TASK OBJECTIVE | Set down all of the records exactly, leaving none out.

RECORDS |
PR #327, opened 2015-01-14
Add logging

suhasj:
@HaoK @divega 
PR for adding logging

### DIFF
--- a/src/Microsoft.AspNet.Identity/IdentityErrorDescriber.cs
+++ b/src/Microsoft.AspNet.Identity/IdentityErrorDescriber.cs
@@ -185,5 +185,14 @@ namespace Microsoft.AspNet.Identity
                 Description = Resources.PasswordRequiresUpper
             };
         }
+
+        public virtual IdentityError IncorrectPassword()
+        {
+            return new IdentityError
+            {
+                Code = nameof(IncorrectPassword),
+                Description = Resources.IncorrectPassword
+            };
+        }
     }
 }
--- a/src/Microsoft.AspNet.Identity/IdentityErrorDescriber.cs
+++ b/src/Microsoft.AspNet.Identity/IdentityErrorDescriber.cs
@@ -185,14 +185,5 @@ namespace Microsoft.AspNet.Identity
                 Description = Resources.PasswordRequiresUpper
             };
         }
-
-        public virtual IdentityError IncorrectPassword()
-        {
-            return new IdentityError
-            {
-                Code = nameof(IncorrectPassword),
-                Description = Resources.IncorrectPassword
-            };
-        }
     }
 }
--- a/src/Microsoft.AspNet.Identity/Resources.resx
+++ b/src/Microsoft.AspNet.Identity/Resources.resx
@@ -309,15 +309,15 @@
     <value>{0} : Success</value>
     <comment>Logging method execution success</comment>
   </data>
-  <data name="LoggingSigninStatus" xml:space="preserve">
-    <value>{0} for user: {1} : Result : {2}</value>
+  <data name="LoggingSigninResult" xml:space="preserve">
+    <value>{0} : Result : {1}</value>
     <comment>Logging statement for SignInManager</comment>
   </data>
-  <data name="LoggingIdentityResultMessage" xml:space="preserve">
+  <data name="LoggingResultMessage" xml:space="preserve">
     <value>{0} for user: {1}</value>
     <comment>Message prefix for Identity result</comment>
   </data>
-  <data name="LoggingIdentityResultMessageForRole" xml:space="preserve">
+  <data name="LoggingResultMessageForRole" xml:space="preserve">
     <value>{0} for role: {1}</value>
     <comment>Message prefix for Identity result for role operation</comment>
   </data>
--- a/src/Microsoft.AspNet.Identity/Resources.resx
+++ b/src/Microsoft.AspNet.Identity/Resources.resx
@@ -321,8 +321,4 @@
     <value>{0} for role: {1}</value>
     <comment>Message prefix for Identity result for role operation</comment>
   </data>
-  <data name="IncorrectPassword" xml:space="preserve">
-    <value>Given password cannot be verified</value>
-    <comment>Error when password cannot be verified for user</comment>
-  </data>
 </root>
--- a/src/Microsoft.AspNet.Identity/Resources.resx
+++ b/src/Microsoft.AspNet.Identity/Resources.resx
@@ -130,7 +130,7 @@
     <comment>Default name for the email token provider</comment>
   </data>
   <data name="DefaultEmailTokenProviderSubject" xml:space="preserve">
-    <value>Security Code</value>
+    <value>Security code</value>
     <comment>Default subject for the email</comment>
   </data>
   <data name="DefaultError" xml:space="preserve">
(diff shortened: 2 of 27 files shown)


src/Microsoft.AspNet.Identity/SignInManager.cs
```diff
@@ -403,6 +411,59 @@ public AuthenticationProperties ConfigureExternalAuthenticationProperties(string
...
+        /// <summary>
+        ///     Log SignInStatus for user and return SignInStatus
+        /// </summary>
+        /// <param name="status"></param>
+        /// <param name="user"></param>
+        /// <param name="methodName"></param>
+        /// <returns></returns>
+        protected async virtual Task<SignInResult> LogResultAsync(SignInResult status, TUser user, [System.Runtime.CompilerServices.CallerMemberName] string methodName = "")
+        {
+            if (status.IsLockedOut)
```
divega: Would it be better to move some of this functionality to a Log method in SignInResult similar to how we do it with IdentityResult?

divega:
@suhasj Could you paste here some samples of log output so that we can get feedback?

Also, it seems we are now doing some extra formatting strings and making lots of "fake async" calls to prepare mesages for the log write methods even if nobody is listening. It is not clear to me how to avoid that given the current Logging API. It seems like something we need to follow up on. Can you help with that?

Besides these comments, looks :shipit: to me.

src/Microsoft.AspNet.Identity/Resources.resx
```diff
@@ -291,14 +291,38 @@
...
+  <data name="LoggingIdentityResultMessage" xml:space="preserve">
+    <value>{0} for user: {1}</value>
+    <comment>Message prefix for Identity result</comment>
+  </data>
+  <data name="LoggingIdentityResultMessageForRole" xml:space="preserve">
+    <value>{0} for role: {1}</value>
+    <comment>Message prefix for Identity result for role operation</comment>
+  </data>
+  <data name="IncorrectPassword" xml:space="preserve">
+    <value>Given password cannot be verified</value>
```
HaoK: nit: Maybe this should be "Password is incorrect." to match the code?

src/Microsoft.AspNet.Identity/SignInManager.cs
```diff
@@ -166,10 +173,11 @@ private Task ResetLockout(TUser user, CancellationToken token)
                 await UserManager.AccessFailedAsync(user, cancellationToken);
```
HaoK: So in general it looks like we are ignoring any potential mid method failures, like this AccessFailedAsync call actually could fail when updating the user (especially now that we have concurrency built in).  SignInManager currently ignores the failure (this behavior is debateable), but we probably should at least consider logging these results if they are failures, even if we don't fail the higher level sign in method...

src/Microsoft.AspNet.Identity/SignInManager.cs
HaoK: +1, follow same pattern as IdentityResult

src/Microsoft.AspNet.Identity/UserManager.cs
```diff
@@ -568,9 +593,18 @@ public virtual string NormalizeKey(string key)
...
-                await UpdateAsync(user, cancellationToken);
+                await UpdateUserAsync(user, cancellationToken);
+            }
+            if (result != PasswordVerificationResult.Failed)
+            {
+                await LogResultAsync(IdentityResult.Success, user);
+            }
+            else
+            {
+                await LogResultAsync(IdentityResult.Failed(ErrorDescriber.IncorrectPassword()), user);
```
HaoK: I think you should have an overload of LogResult that takes a bool and just prints out, instead of introducing a new resource that isn't used except for logging

CheckPasswordAsync for user: whatever : True | False

src/Microsoft.AspNet.Identity/UserManager.cs
```diff
@@ -759,7 +793,10 @@ private IUserSecurityStampStore<TUser> GetSecurityStore()
             CancellationToken cancellationToken = default(CancellationToken))
         {
             ThrowIfDisposed();
-            return await GenerateUserTokenAsync(user, Options.PasswordResetTokenProvider, "ResetPassword", cancellationToken);
+            var token = await GenerateUserTokenAsync(user, Options.PasswordResetTokenProvider, "ResetPassword", cancellationToken);
+            await LogResultAsync(IdentityResult.Success, user);
```
HaoK: Perhaps another oveload of LogResult which takes no success code/bool, and just log:

Invoked MethodName with user blah

HaoK: Actually looks like there should be the following log overloads potentially

Log(bool, ...)
Log(...)
Log(IdentityResult, ...)

rather than LogResult

src/Microsoft.AspNet.Identity/SignInManager.cs
suhasj: sure I'll move it

src/Microsoft.AspNet.Identity/SignInManager.cs
suhasj: you mean log intermediate method calls as well. Sure I think it is a good approach if the method call returns IdentityResult. I can do a pass

src/Microsoft.AspNet.Identity/UserManager.cs
suhasj: I thought this one where we trace entering and existing a method was to be done as a separate thing across the framework components. Do we want to have that separately here ?

src/Microsoft.AspNet.Identity/UserManager.cs
suhasj: Fair enough

src/Microsoft.AspNet.Identity/Resources.resx
suhasj: referring to your feedback below, I might remove this

suhasj:
@divega The output format of the log depends on the ILogger objects that are registered via DI. Each of them format the output log as expected. I have tested this with Console logger and will verify with SeriLog before I check in.

Example, For console log
`[INFORMATION:UserManager] UpdateAsync for user df34f-fe334... : Success`

We are formatting the messages as needed which was what we decided. We can always have the check `Logger.IsEnabled` and then only log the message. This prevents the strings to be given to the logger if not needed. Let me know if I can include it. I'll sync up with you offline too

RESPONSE |
PR #327, opened 2015-01-14
Add logging

suhasj:
@HaoK @divega 
PR for adding logging

### DIFF
--- a/src/Microsoft.AspNet.Identity/IdentityErrorDescriber.cs
+++ b/src/Microsoft.AspNet.Identity/IdentityErrorDescriber.cs
@@ -185,5 +185,14 @@ namespace Microsoft.AspNet.Identity
                 Description = Resources.PasswordRequiresUpper
             };
         }
+
+        public virtual IdentityError IncorrectPassword()
+        {
+            return new IdentityError
+            {
+                Code = nameof(IncorrectPassword),
+                Description = Resources.IncorrectPassword
+            };
+        }
     }
 }
--- a/src/Microsoft.AspNet.Identity/IdentityErrorDescriber.cs
+++ b/src/Microsoft.AspNet.Identity/IdentityErrorDescriber.cs
@@ -185,14 +185,5 @@ namespace Microsoft.AspNet.Identity
                 Description = Resources.PasswordRequiresUpper
             };
         }
-
-        public virtual IdentityError IncorrectPassword()
-        {
-            return new IdentityError
-            {
-                Code = nameof(IncorrectPassword),
-                Description = Resources.IncorrectPassword
-            };
-        }
     }
 }
--- a/src/Microsoft.AspNet.Identity/Resources.resx
+++ b/src/Microsoft.AspNet.Identity/Resources.resx
@@ -309,15 +309,15 @@
     <value>{0} : Success</value>
     <comment>Logging method execution success</comment>
   </data>
-  <data name="LoggingSigninStatus" xml:space="preserve">
-    <value>{0} for user: {1} : Result : {2}</value>
+  <data name="LoggingSigninResult" xml:space="preserve">
+    <value>{0} : Result : {1}</value>
     <comment>Logging statement for SignInManager</comment>
   </data>
-  <data name="LoggingIdentityResultMessage" xml:space="preserve">
+  <data name="LoggingResultMessage" xml:space="preserve">
     <value>{0} for user: {1}</value>
     <comment>Message prefix for Identity result</comment>
   </data>
-  <data name="LoggingIdentityResultMessageForRole" xml:space="preserve">
+  <data name="LoggingResultMessageForRole" xml:space="preserve">
     <value>{0} for role: {1}</value>
     <comment>Message prefix for Identity result for role operation</comment>
   </data>
--- a/src/Microsoft.AspNet.Identity/Resources.resx
+++ b/src/Microsoft.AspNet.Identity/Resources.resx
@@ -321,8 +321,4 @@
     <value>{0} for role: {1}</value>
     <comment>Message prefix for Identity result for role operation</comment>
   </data>
-  <data name="IncorrectPassword" xml:space="preserve">
-    <value>Given password cannot be verified</value>
-    <comment>Error when password cannot be verified for user</comment>
-  </data>
 </root>
--- a/src/Microsoft.AspNet.Identity/Resources.resx
+++ b/src/Microsoft.AspNet.Identity/Resources.resx
@@ -130,7 +130,7 @@
     <comment>Default name for the email token provider</comment>
   </data>
   <data name="DefaultEmailTokenProviderSubject" xml:space="preserve">
-    <value>Security Code</value>
+    <value>Security code</value>
     <comment>Default subject for the email</comment>
   </data>
   <data name="DefaultError" xml:space="preserve">
(diff shortened: 2 of 27 files shown)


src/Microsoft.AspNet.Identity/SignInManager.cs
```diff
@@ -403,6 +411,59 @@ public AuthenticationProperties ConfigureExternalAuthenticationProperties(string
...
+        /// <summary>
+        ///     Log SignInStatus for user and return SignInStatus
+        /// </summary>
+        /// <param name="status"></param>
+        /// <param name="user"></param>
+        /// <param name="methodName"></param>
+        /// <returns></returns>
+        protected async virtual Task<SignInResult> LogResultAsync(SignInResult status, TUser user, [System.Runtime.CompilerServices.CallerMemberName] string methodName = "")
+        {
+            if (status.IsLockedOut)
```
divega: Would it be better to move some of this functionality to a Log method in SignInResult similar to how we do it with IdentityResult?

divega:
@suhasj Could you paste here some samples of log output so that we can get feedback?

Also, it seems we are now doing some extra formatting strings and making lots of "fake async" calls to prepare mesages for the log write methods even if nobody is listening. It is not clear to me how to avoid that given the current Logging API. It seems like something we need to follow up on. Can you help with that?

Besides these comments, looks :shipit: to me.

src/Microsoft.AspNet.Identity/Resources.resx
```diff
@@ -291,14 +291,38 @@
...
+  <data name="LoggingIdentityResultMessage" xml:space="preserve">
+    <value>{0} for user: {1}</value>
+    <comment>Message prefix for Identity result</comment>
+  </data>
+  <data name="LoggingIdentityResultMessageForRole" xml:space="preserve">
+    <value>{0} for role: {1}</value>
+    <comment>Message prefix for Identity result for role operation</comment>
+  </data>
+  <data name="IncorrectPassword" xml:space="preserve">
+    <value>Given password cannot be verified</value>
```
HaoK: nit: Maybe this should be "Password is incorrect." to match the code?

src/Microsoft.AspNet.Identity/SignInManager.cs
```diff
@@ -166,10 +173,11 @@ private Task ResetLockout(TUser user, CancellationToken token)
                 await UserManager.AccessFailedAsync(user, cancellationToken);
```
HaoK: So in general it looks like we are ignoring any potential mid method failures, like this AccessFailedAsync call actually could fail when updating the user (especially now that we have concurrency built in).  SignInManager currently ignores the failure (this behavior is debateable), but we probably should at least consider logging these results if they are failures, even if we don't fail the higher level sign in method...

src/Microsoft.AspNet.Identity/SignInManager.cs
HaoK: +1, follow same pattern as IdentityResult

src/Microsoft.AspNet.Identity/UserManager.cs
```diff
@@ -568,9 +593,18 @@ public virtual string NormalizeKey(string key)
...
-                await UpdateAsync(user, cancellationToken);
+                await UpdateUserAsync(user, cancellationToken);
+            }
+            if (result != PasswordVerificationResult.Failed)
+            {
+                await LogResultAsync(IdentityResult.Success, user);
+            }
+            else
+            {
+                await LogResultAsync(IdentityResult.Failed(ErrorDescriber.IncorrectPassword()), user);
```
HaoK: I think you should have an overload of LogResult that takes a bool and just prints out, instead of introducing a new resource that isn't used except for logging

CheckPasswordAsync for user: whatever : True | False

src/Microsoft.AspNet.Identity/UserManager.cs
```diff
@@ -759,7 +793,10 @@ private IUserSecurityStampStore<TUser> GetSecurityStore()
             CancellationToken cancellationToken = default(CancellationToken))
         {
             ThrowIfDisposed();
-            return await GenerateUserTokenAsync(user, Options.PasswordResetTokenProvider, "ResetPassword", cancellationToken);
+            var token = await GenerateUserTokenAsync(user, Options.PasswordResetTokenProvider, "ResetPassword", cancellationToken);
+            await LogResultAsync(IdentityResult.Success, user);
```
HaoK: Perhaps another oveload of LogResult which takes no success code/bool, and just log:

Invoked MethodName with user blah

HaoK: Actually looks like there should be the following log overloads potentially

Log(bool, ...)
Log(...)
Log(IdentityResult, ...)

rather than LogResult

src/Microsoft.AspNet.Identity/SignInManager.cs
suhasj: sure I'll move it

src/Microsoft.AspNet.Identity/SignInManager.cs
suhasj: you mean log intermediate method calls as well. Sure I think it is a good approach if the method call returns IdentityResult. I can do a pass

src/Microsoft.AspNet.Identity/UserManager.cs
suhasj: I thought this one where we trace entering and existing a method was to be done as a separate thing across the framework components. Do we want to have that separately here ?

src/Microsoft.AspNet.Identity/UserManager.cs
suhasj: Fair enough

src/Microsoft.AspNet.Identity/Resources.resx
suhasj: referring to your feedback below, I might remove this

suhasj:
@divega The output format of the log depends on the ILogger objects that are registered via DI. Each of them format the output log as expected. I have tested this with Console logger and will verify with SeriLog before I check in.

Example, For console log
`[INFORMATION:UserManager] UpdateAsync for user df34f-fe334... : Success`

We are formatting the messages as needed which was what we decided. We can always have the check `Logger.IsEnabled` and then only log the message. This prevents the strings to be given to the logger if not needed. Let me know if I can include it. I'll sync up with you offline too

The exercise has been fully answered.